§ About this task:
Please write out all of the records below exactly as they appear.

§ Information:
'''
PR #851, opened 2017-02-07
Use root LICENSE file

leobalter:
Automatically attribute the root BSD license to allow test files without a copyright headers.

cc @bterlson @allenwb is this legally valid?

My motivation: I want to allow _new_ test files without the copyright header.

PR #994, opened 2017-04-23
Introduce automated validation for test format

jugglinmike:
This script is intended to identify common test file formatting errors
prior to their acceptance into the project. It is designed to support
future extensions for additional validation rules.

A good chunk of the new code here is for tests. I tried to make the format of
those tests as declarative as possible so that this would be easy to review and
maintain.


tools/lint/lib/checks/license.py
```diff
@@ -0,0 +1,43 @@
...
+    ID = 'LICENSE'
+
+    def run(self, name, meta, source):
+        if meta and 'flags' in meta and 'generated' in meta['flags']:
+            return
+
+        match = _LICENSE_PATTERN.search(source)
+
+        if not match:
+            return 'No license information found.'
```
leobalter: I'm positive #851 is on the way to reach final consensus soon, potentially in the next meeting. So I would avoid having this check. It's good to fix the current tests, but hopefully an unnecessary check for future test files.

tools/lint/lib/checks/license.py
```diff
@@ -0,0 +1,43 @@
+import re
+
+from ..check import Check
+
+_MIN_YEAR = 2009
+_MAX_YEAR = 2030
+
+_LICENSE_PATTERN = re.compile(
+    r'\/\/ Copyright( \([cC]\))? (\w+) .+\. {1,2}All rights reserved\.[\r\n]{1,2}' +
```
leobalter: regexp is hard, but would this work with files containing multiple copyright lines?

wrt the comment on #851, I'm not even sure this is worth investigating.

tools/scripts/ci_lint.sh
```diff
@@ -0,0 +1,18 @@
+#!/bin/bash
+
+if [ "$TRAVIS_PULL_REQUEST" != "false" ]; then
+  paths=$(git diff --diff-filter ACMR --name-only $TRAVIS_BRANCH -- test/)
```
leobalter: `--diff-filter d` (lowercase d) is also a good option to avoid memorizing ACMR.

tools/lint/lib/checks/license.py
jugglinmike: Agreed.

tools/scripts/ci_lint.sh
jugglinmike: That sounds like a good shortcut for typing, but for a script, I would prefer to be explicit.

tools/lint/lib/checks/license.py
jugglinmike: How about we remove these two lines as part of gh-851?

jugglinmike:
@leobalter I just noticed that this patch was not passing its own tests. I've pushed up a commit that addresses the problem (it gets the tests to pass and includes the tests in the CI process).

leobalter:
I'm merging this and I'll follow up at #851 with the copyright parts.

lint.whitelist
```diff
@@ -0,0 +1,2 @@
+# This file documents authorship information and is not itself a test
```
cheerly: thanks

PR #995, opened 2017-04-24
Tests for precision of Math functions

littledan:
Tests for spec PR https://github.com/tc39/ecma262/pull/903


leobalter:
as a follow up - which doesn't need to be in this PR - we need to migrate `isEqual` and `getPrecision` harness to the assert object.

 isEqual(x, y) can become some sort of `assert.precision(x, y, 'message')` while getPrecision doesn't need to get exposed.

I would be +1 as well to add then to `harness/assert.js` and load this function as default.

@littledan I can do that and send a PR to your branch, if you agree with this change.

test/built-ins/Math/E/S15.8.1.1_A1.js
```diff
@@ -2,15 +2,12 @@
...
 description: Comparing Math.E with 2.7182818284590452354
-includes:
-    - math_precision.js
-    - math_isequal.js
 ---*/
 
 // CHECK#1
-if (!isEqual(Math.E, 2.7182818284590452354)) {
-  $ERROR('#1: \'Math.E is not approximately equal to 2.7182818284590452354\'');
+if (Math.E !== 2.718281828459045) {
```
leobalter: info and description are saying 2.7182818284590452354

This could use `assert.sameValue`

leobalter: further checks: info and description values are valid with the specs. Although, `2.718281828459045` is used in V8, SpiderMonkey, and Safari. I didn't check Edge.

Should we update the specs to reflect reality or fix these tests?

littledan: Well these extra digits just don't change the value of the number. In my spec PR, I omitted them for pi but forgot to for everything.

leobalter:
tc39/ecma262#903 is closed, how should we proceed here?

littledan:
Let's not pursue this.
'''
§ Written solution:
PR #851, opened 2017-02-07
Use root LICENSE file

leobalter:
Automatically attribute the root BSD license to allow test files without a copyright headers.

cc @bterlson @allenwb is this legally valid?

My motivation: I want to allow _new_ test files without the copyright header.

PR #994, opened 2017-04-23
Introduce automated validation for test format

jugglinmike:
This script is intended to identify common test file formatting errors
prior to their acceptance into the project. It is designed to support
future extensions for additional validation rules.

A good chunk of the new code here is for tests. I tried to make the format of
those tests as declarative as possible so that this would be easy to review and
maintain.


tools/lint/lib/checks/license.py
```diff
@@ -0,0 +1,43 @@
...
+    ID = 'LICENSE'
+
+    def run(self, name, meta, source):
+        if meta and 'flags' in meta and 'generated' in meta['flags']:
+            return
+
+        match = _LICENSE_PATTERN.search(source)
+
+        if not match:
+            return 'No license information found.'
```
leobalter: I'm positive #851 is on the way to reach final consensus soon, potentially in the next meeting. So I would avoid having this check. It's good to fix the current tests, but hopefully an unnecessary check for future test files.

tools/lint/lib/checks/license.py
```diff
@@ -0,0 +1,43 @@
+import re
+
+from ..check import Check
+
+_MIN_YEAR = 2009
+_MAX_YEAR = 2030
+
+_LICENSE_PATTERN = re.compile(
+    r'\/\/ Copyright( \([cC]\))? (\w+) .+\. {1,2}All rights reserved\.[\r\n]{1,2}' +
```
leobalter: regexp is hard, but would this work with files containing multiple copyright lines?

wrt the comment on #851, I'm not even sure this is worth investigating.

tools/scripts/ci_lint.sh
```diff
@@ -0,0 +1,18 @@
+#!/bin/bash
+
+if [ "$TRAVIS_PULL_REQUEST" != "false" ]; then
+  paths=$(git diff --diff-filter ACMR --name-only $TRAVIS_BRANCH -- test/)
```
leobalter: `--diff-filter d` (lowercase d) is also a good option to avoid memorizing ACMR.

tools/lint/lib/checks/license.py
jugglinmike: Agreed.

tools/scripts/ci_lint.sh
jugglinmike: That sounds like a good shortcut for typing, but for a script, I would prefer to be explicit.

tools/lint/lib/checks/license.py
jugglinmike: How about we remove these two lines as part of gh-851?

jugglinmike:
@leobalter I just noticed that this patch was not passing its own tests. I've pushed up a commit that addresses the problem (it gets the tests to pass and includes the tests in the CI process).

leobalter:
I'm merging this and I'll follow up at #851 with the copyright parts.

lint.whitelist
```diff
@@ -0,0 +1,2 @@
+# This file documents authorship information and is not itself a test
```
cheerly: thanks

PR #995, opened 2017-04-24
Tests for precision of Math functions

littledan:
Tests for spec PR https://github.com/tc39/ecma262/pull/903


leobalter:
as a follow up - which doesn't need to be in this PR - we need to migrate `isEqual` and `getPrecision` harness to the assert object.

 isEqual(x, y) can become some sort of `assert.precision(x, y, 'message')` while getPrecision doesn't need to get exposed.

I would be +1 as well to add then to `harness/assert.js` and load this function as default.

@littledan I can do that and send a PR to your branch, if you agree with this change.

test/built-ins/Math/E/S15.8.1.1_A1.js
```diff
@@ -2,15 +2,12 @@
...
 description: Comparing Math.E with 2.7182818284590452354
-includes:
-    - math_precision.js
-    - math_isequal.js
 ---*/
 
 // CHECK#1
-if (!isEqual(Math.E, 2.7182818284590452354)) {
-  $ERROR('#1: \'Math.E is not approximately equal to 2.7182818284590452354\'');
+if (Math.E !== 2.718281828459045) {
```
leobalter: info and description are saying 2.7182818284590452354

This could use `assert.sameValue`

leobalter: further checks: info and description values are valid with the specs. Although, `2.718281828459045` is used in V8, SpiderMonkey, and Safari. I didn't check Edge.

Should we update the specs to reflect reality or fix these tests?

littledan: Well these extra digits just don't change the value of the number. In my spec PR, I omitted them for pi but forgot to for everything.

leobalter:
tc39/ecma262#903 is closed, how should we proceed here?

littledan:
Let's not pursue this.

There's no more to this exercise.